Repeat each entry below exactly.

BEGIN Study material

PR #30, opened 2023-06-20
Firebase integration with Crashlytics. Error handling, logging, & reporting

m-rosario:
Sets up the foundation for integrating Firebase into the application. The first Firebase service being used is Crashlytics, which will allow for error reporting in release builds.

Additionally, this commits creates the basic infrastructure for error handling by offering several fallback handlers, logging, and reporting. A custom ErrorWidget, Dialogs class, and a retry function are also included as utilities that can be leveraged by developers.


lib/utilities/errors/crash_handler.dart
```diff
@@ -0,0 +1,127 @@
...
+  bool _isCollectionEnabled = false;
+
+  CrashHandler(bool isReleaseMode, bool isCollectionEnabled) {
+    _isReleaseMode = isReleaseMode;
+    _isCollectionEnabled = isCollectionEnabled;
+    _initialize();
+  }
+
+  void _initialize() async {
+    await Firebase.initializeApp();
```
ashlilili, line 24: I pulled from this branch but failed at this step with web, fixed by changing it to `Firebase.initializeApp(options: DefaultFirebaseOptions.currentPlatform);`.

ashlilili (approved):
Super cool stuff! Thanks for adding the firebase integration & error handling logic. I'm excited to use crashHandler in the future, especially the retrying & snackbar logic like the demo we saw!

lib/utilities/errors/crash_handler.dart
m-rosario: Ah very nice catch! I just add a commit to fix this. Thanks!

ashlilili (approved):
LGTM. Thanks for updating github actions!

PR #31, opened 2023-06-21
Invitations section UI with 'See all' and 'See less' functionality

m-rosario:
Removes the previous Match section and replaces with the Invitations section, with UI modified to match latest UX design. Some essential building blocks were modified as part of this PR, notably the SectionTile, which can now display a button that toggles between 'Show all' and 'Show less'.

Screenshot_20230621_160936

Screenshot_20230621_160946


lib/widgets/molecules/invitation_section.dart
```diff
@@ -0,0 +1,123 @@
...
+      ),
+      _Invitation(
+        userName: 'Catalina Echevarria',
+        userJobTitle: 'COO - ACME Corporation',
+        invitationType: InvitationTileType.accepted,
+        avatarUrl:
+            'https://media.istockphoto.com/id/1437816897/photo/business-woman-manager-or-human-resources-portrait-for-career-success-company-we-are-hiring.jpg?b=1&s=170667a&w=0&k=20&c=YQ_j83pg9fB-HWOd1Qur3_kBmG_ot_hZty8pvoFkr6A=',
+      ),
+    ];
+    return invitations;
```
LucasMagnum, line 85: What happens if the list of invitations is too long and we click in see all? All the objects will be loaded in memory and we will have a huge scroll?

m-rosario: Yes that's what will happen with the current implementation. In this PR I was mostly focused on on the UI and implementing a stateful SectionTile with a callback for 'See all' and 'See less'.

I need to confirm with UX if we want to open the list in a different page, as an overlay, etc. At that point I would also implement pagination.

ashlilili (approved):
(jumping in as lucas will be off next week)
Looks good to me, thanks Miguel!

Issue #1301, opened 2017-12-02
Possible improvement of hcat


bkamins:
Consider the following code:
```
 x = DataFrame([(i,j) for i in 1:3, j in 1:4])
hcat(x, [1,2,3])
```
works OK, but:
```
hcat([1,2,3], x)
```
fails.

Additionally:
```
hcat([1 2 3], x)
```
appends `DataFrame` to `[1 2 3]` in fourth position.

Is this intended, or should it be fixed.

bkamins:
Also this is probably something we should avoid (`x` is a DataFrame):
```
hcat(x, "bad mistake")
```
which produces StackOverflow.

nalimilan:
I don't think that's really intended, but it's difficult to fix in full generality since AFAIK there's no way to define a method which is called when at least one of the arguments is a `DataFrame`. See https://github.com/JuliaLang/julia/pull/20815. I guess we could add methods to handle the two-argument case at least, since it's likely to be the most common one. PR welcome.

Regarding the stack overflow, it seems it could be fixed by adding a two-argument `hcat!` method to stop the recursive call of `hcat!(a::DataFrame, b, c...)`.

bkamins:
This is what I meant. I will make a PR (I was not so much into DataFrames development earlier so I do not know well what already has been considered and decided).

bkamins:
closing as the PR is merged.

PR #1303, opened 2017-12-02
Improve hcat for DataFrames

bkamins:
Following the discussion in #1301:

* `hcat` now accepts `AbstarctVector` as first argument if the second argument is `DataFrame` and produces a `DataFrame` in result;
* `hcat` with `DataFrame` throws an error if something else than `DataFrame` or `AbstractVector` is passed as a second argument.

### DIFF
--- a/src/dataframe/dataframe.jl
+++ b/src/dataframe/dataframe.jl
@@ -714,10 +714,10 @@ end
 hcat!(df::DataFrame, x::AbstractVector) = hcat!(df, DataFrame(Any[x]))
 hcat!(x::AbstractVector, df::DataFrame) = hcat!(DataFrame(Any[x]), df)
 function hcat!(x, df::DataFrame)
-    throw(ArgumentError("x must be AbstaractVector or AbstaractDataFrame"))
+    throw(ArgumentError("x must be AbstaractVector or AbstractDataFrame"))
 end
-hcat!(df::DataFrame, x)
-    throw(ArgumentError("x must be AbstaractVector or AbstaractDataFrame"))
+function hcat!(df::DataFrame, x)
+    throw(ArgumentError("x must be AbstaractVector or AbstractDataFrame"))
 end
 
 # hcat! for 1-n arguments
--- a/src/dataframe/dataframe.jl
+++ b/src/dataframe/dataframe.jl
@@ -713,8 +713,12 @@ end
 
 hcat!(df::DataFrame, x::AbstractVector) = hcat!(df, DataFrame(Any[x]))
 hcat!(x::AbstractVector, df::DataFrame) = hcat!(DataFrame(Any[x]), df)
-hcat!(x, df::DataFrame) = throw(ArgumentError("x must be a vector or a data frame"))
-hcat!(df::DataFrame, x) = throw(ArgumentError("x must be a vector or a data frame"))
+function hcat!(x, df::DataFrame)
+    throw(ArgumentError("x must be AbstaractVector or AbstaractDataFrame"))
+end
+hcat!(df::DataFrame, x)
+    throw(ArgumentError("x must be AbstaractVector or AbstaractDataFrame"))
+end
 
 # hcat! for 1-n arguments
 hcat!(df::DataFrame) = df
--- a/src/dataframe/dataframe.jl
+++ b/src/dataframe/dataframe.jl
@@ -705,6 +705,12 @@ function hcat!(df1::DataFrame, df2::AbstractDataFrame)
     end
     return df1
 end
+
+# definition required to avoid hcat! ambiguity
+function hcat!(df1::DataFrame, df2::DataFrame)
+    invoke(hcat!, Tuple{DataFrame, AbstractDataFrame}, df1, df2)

END Study material

Answer for the task:
PR #30, opened 2023-06-20
Firebase integration with Crashlytics. Error handling, logging, & reporting

m-rosario:
Sets up the foundation for integrating Firebase into the application. The first Firebase service being used is Crashlytics, which will allow for error reporting in release builds.

Additionally, this commits creates the basic infrastructure for error handling by offering several fallback handlers, logging, and reporting. A custom ErrorWidget, Dialogs class, and a retry function are also included as utilities that can be leveraged by developers.


lib/utilities/errors/crash_handler.dart
```diff
@@ -0,0 +1,127 @@
...
+  bool _isCollectionEnabled = false;
+
+  CrashHandler(bool isReleaseMode, bool isCollectionEnabled) {
+    _isReleaseMode = isReleaseMode;
+    _isCollectionEnabled = isCollectionEnabled;
+    _initialize();
+  }
+
+  void _initialize() async {
+    await Firebase.initializeApp();
```
ashlilili, line 24: I pulled from this branch but failed at this step with web, fixed by changing it to `Firebase.initializeApp(options: DefaultFirebaseOptions.currentPlatform);`.

ashlilili (approved):
Super cool stuff! Thanks for adding the firebase integration & error handling logic. I'm excited to use crashHandler in the future, especially the retrying & snackbar logic like the demo we saw!

lib/utilities/errors/crash_handler.dart
m-rosario: Ah very nice catch! I just add a commit to fix this. Thanks!

ashlilili (approved):
LGTM. Thanks for updating github actions!

PR #31, opened 2023-06-21
Invitations section UI with 'See all' and 'See less' functionality

m-rosario:
Removes the previous Match section and replaces with the Invitations section, with UI modified to match latest UX design. Some essential building blocks were modified as part of this PR, notably the SectionTile, which can now display a button that toggles between 'Show all' and 'Show less'.

Screenshot_20230621_160936

Screenshot_20230621_160946


lib/widgets/molecules/invitation_section.dart
```diff
@@ -0,0 +1,123 @@
...
+      ),
+      _Invitation(
+        userName: 'Catalina Echevarria',
+        userJobTitle: 'COO - ACME Corporation',
+        invitationType: InvitationTileType.accepted,
+        avatarUrl:
+            'https://media.istockphoto.com/id/1437816897/photo/business-woman-manager-or-human-resources-portrait-for-career-success-company-we-are-hiring.jpg?b=1&s=170667a&w=0&k=20&c=YQ_j83pg9fB-HWOd1Qur3_kBmG_ot_hZty8pvoFkr6A=',
+      ),
+    ];
+    return invitations;
```
LucasMagnum, line 85: What happens if the list of invitations is too long and we click in see all? All the objects will be loaded in memory and we will have a huge scroll?

m-rosario: Yes that's what will happen with the current implementation. In this PR I was mostly focused on on the UI and implementing a stateful SectionTile with a callback for 'See all' and 'See less'.

I need to confirm with UX if we want to open the list in a different page, as an overlay, etc. At that point I would also implement pagination.

ashlilili (approved):
(jumping in as lucas will be off next week)
Looks good to me, thanks Miguel!

Issue #1301, opened 2017-12-02
Possible improvement of hcat


bkamins:
Consider the following code:
```
 x = DataFrame([(i,j) for i in 1:3, j in 1:4])
hcat(x, [1,2,3])
```
works OK, but:
```
hcat([1,2,3], x)
```
fails.

Additionally:
```
hcat([1 2 3], x)
```
appends `DataFrame` to `[1 2 3]` in fourth position.

Is this intended, or should it be fixed.

bkamins:
Also this is probably something we should avoid (`x` is a DataFrame):
```
hcat(x, "bad mistake")
```
which produces StackOverflow.

nalimilan:
I don't think that's really intended, but it's difficult to fix in full generality since AFAIK there's no way to define a method which is called when at least one of the arguments is a `DataFrame`. See https://github.com/JuliaLang/julia/pull/20815. I guess we could add methods to handle the two-argument case at least, since it's likely to be the most common one. PR welcome.

Regarding the stack overflow, it seems it could be fixed by adding a two-argument `hcat!` method to stop the recursive call of `hcat!(a::DataFrame, b, c...)`.

bkamins:
This is what I meant. I will make a PR (I was not so much into DataFrames development earlier so I do not know well what already has been considered and decided).

bkamins:
closing as the PR is merged.

PR #1303, opened 2017-12-02
Improve hcat for DataFrames

bkamins:
Following the discussion in #1301:

* `hcat` now accepts `AbstarctVector` as first argument if the second argument is `DataFrame` and produces a `DataFrame` in result;
* `hcat` with `DataFrame` throws an error if something else than `DataFrame` or `AbstractVector` is passed as a second argument.

### DIFF
--- a/src/dataframe/dataframe.jl
+++ b/src/dataframe/dataframe.jl
@@ -714,10 +714,10 @@ end
 hcat!(df::DataFrame, x::AbstractVector) = hcat!(df, DataFrame(Any[x]))
 hcat!(x::AbstractVector, df::DataFrame) = hcat!(DataFrame(Any[x]), df)
 function hcat!(x, df::DataFrame)
-    throw(ArgumentError("x must be AbstaractVector or AbstaractDataFrame"))
+    throw(ArgumentError("x must be AbstaractVector or AbstractDataFrame"))
 end
-hcat!(df::DataFrame, x)
-    throw(ArgumentError("x must be AbstaractVector or AbstaractDataFrame"))
+function hcat!(df::DataFrame, x)
+    throw(ArgumentError("x must be AbstaractVector or AbstractDataFrame"))
 end
 
 # hcat! for 1-n arguments
--- a/src/dataframe/dataframe.jl
+++ b/src/dataframe/dataframe.jl
@@ -713,8 +713,12 @@ end
 
 hcat!(df::DataFrame, x::AbstractVector) = hcat!(df, DataFrame(Any[x]))
 hcat!(x::AbstractVector, df::DataFrame) = hcat!(DataFrame(Any[x]), df)
-hcat!(x, df::DataFrame) = throw(ArgumentError("x must be a vector or a data frame"))
-hcat!(df::DataFrame, x) = throw(ArgumentError("x must be a vector or a data frame"))
+function hcat!(x, df::DataFrame)
+    throw(ArgumentError("x must be AbstaractVector or AbstaractDataFrame"))
+end
+hcat!(df::DataFrame, x)
+    throw(ArgumentError("x must be AbstaractVector or AbstaractDataFrame"))
+end
 
 # hcat! for 1-n arguments
 hcat!(df::DataFrame) = df
--- a/src/dataframe/dataframe.jl
+++ b/src/dataframe/dataframe.jl
@@ -705,6 +705,12 @@ function hcat!(df1::DataFrame, df2::AbstractDataFrame)
     end
     return df1
 end
+
+# definition required to avoid hcat! ambiguity
+function hcat!(df1::DataFrame, df2::DataFrame)
+    invoke(hcat!, Tuple{DataFrame, AbstractDataFrame}, df1, df2)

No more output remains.